(The input Opens)
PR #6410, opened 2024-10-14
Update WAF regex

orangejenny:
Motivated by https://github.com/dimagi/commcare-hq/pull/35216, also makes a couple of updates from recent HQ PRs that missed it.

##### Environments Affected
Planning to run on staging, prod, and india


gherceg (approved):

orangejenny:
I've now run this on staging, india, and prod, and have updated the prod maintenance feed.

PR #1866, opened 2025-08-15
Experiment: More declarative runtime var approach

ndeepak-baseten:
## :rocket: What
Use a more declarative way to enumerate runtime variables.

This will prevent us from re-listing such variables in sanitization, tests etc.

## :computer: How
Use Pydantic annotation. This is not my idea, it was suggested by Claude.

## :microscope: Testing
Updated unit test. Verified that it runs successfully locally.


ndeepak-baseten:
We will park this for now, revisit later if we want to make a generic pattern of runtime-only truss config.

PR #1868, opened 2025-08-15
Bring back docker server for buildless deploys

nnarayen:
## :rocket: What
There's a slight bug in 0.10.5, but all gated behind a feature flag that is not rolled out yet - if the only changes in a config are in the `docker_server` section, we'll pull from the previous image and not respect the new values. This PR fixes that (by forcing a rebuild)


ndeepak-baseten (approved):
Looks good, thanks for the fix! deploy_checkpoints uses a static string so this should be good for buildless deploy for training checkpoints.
(The input Closes)
(The input Opens)
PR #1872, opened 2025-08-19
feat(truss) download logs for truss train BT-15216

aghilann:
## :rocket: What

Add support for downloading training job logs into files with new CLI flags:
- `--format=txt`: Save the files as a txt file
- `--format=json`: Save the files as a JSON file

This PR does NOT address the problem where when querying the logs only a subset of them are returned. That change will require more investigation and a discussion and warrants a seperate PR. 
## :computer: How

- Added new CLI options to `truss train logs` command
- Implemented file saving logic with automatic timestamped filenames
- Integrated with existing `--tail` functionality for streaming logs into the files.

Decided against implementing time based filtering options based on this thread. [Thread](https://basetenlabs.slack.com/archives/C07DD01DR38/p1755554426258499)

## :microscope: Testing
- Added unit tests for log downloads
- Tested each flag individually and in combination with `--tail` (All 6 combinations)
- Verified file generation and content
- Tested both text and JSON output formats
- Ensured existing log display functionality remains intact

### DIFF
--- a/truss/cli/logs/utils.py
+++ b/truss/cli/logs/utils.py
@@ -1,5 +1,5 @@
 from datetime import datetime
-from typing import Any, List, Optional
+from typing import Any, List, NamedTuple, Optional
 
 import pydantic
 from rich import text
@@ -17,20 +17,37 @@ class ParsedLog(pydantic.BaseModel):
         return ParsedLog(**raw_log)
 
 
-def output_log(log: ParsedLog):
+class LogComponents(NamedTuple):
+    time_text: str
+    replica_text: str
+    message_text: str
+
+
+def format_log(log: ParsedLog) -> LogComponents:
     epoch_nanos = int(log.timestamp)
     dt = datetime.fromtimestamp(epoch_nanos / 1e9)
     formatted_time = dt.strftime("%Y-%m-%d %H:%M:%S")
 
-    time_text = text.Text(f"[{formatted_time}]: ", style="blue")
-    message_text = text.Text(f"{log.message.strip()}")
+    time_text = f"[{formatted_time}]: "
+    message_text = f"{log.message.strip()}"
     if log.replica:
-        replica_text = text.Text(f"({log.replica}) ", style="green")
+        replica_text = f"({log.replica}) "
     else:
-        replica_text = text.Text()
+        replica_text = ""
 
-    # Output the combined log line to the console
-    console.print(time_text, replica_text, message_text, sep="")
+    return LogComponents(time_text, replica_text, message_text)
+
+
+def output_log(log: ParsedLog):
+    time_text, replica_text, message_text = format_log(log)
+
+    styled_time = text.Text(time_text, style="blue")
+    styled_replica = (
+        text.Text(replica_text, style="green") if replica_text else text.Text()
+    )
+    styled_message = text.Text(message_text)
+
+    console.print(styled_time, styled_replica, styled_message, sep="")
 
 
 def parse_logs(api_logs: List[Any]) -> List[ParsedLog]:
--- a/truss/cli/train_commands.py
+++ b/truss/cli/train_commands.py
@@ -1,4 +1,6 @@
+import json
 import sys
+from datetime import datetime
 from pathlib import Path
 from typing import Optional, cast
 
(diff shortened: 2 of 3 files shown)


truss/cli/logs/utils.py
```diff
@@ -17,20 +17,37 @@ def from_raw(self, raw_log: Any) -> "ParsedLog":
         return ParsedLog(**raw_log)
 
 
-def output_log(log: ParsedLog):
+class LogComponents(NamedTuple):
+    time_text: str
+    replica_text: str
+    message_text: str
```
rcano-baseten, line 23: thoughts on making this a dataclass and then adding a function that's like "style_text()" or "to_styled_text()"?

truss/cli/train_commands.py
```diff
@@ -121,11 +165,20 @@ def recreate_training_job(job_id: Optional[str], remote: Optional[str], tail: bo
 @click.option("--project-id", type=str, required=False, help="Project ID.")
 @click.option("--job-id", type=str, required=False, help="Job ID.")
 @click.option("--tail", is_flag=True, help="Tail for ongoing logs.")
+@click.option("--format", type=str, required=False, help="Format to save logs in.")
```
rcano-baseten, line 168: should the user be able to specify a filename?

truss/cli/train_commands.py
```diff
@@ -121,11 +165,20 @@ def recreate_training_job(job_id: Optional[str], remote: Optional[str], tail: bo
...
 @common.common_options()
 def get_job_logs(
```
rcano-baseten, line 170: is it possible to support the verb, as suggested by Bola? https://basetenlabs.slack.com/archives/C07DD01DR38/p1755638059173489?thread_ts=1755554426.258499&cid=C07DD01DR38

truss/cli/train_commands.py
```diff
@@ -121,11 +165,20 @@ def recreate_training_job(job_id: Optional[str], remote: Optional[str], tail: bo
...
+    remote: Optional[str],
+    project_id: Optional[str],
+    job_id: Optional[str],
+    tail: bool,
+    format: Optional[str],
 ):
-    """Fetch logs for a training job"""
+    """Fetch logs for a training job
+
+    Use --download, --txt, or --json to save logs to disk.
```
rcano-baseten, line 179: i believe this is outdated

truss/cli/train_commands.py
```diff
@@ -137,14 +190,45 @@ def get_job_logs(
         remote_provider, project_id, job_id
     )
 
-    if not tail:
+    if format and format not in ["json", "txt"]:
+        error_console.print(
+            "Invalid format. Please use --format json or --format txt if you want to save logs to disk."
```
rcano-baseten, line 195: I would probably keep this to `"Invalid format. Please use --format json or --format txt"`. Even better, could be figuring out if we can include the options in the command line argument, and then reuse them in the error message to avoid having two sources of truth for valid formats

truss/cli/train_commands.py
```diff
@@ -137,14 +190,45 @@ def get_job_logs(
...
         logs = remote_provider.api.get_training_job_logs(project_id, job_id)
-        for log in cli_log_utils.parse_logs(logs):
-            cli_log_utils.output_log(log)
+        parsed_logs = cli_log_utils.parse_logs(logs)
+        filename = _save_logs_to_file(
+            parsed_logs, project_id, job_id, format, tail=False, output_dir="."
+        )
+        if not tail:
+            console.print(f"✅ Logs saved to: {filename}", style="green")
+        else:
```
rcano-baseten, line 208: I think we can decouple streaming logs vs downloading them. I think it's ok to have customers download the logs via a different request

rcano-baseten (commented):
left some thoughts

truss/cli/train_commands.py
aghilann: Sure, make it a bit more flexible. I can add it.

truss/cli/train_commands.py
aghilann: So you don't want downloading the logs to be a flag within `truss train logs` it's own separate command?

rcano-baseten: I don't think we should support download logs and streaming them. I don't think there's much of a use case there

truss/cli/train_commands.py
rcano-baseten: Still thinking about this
(The input Closes)
What is expected:
Looking at the data above, write out exactly the lines that start at the one containing "This will prevent" and end at the one containing "Looks good, thanks"; include both and nothing beyond.

Response area:
This will prevent us from re-listing such variables in sanitization, tests etc.

## :computer: How
Use Pydantic annotation. This is not my idea, it was suggested by Claude.

## :microscope: Testing
Updated unit test. Verified that it runs successfully locally.


ndeepak-baseten:
We will park this for now, revisit later if we want to make a generic pattern of runtime-only truss config.

PR #1868, opened 2025-08-15
Bring back docker server for buildless deploys

nnarayen:
## :rocket: What
There's a slight bug in 0.10.5, but all gated behind a feature flag that is not rolled out yet - if the only changes in a config are in the `docker_server` section, we'll pull from the previous image and not respect the new values. This PR fixes that (by forcing a rebuild)


ndeepak-baseten (approved):
Looks good, thanks for the fix! deploy_checkpoints uses a static string so this should be good for buildless deploy for training checkpoints.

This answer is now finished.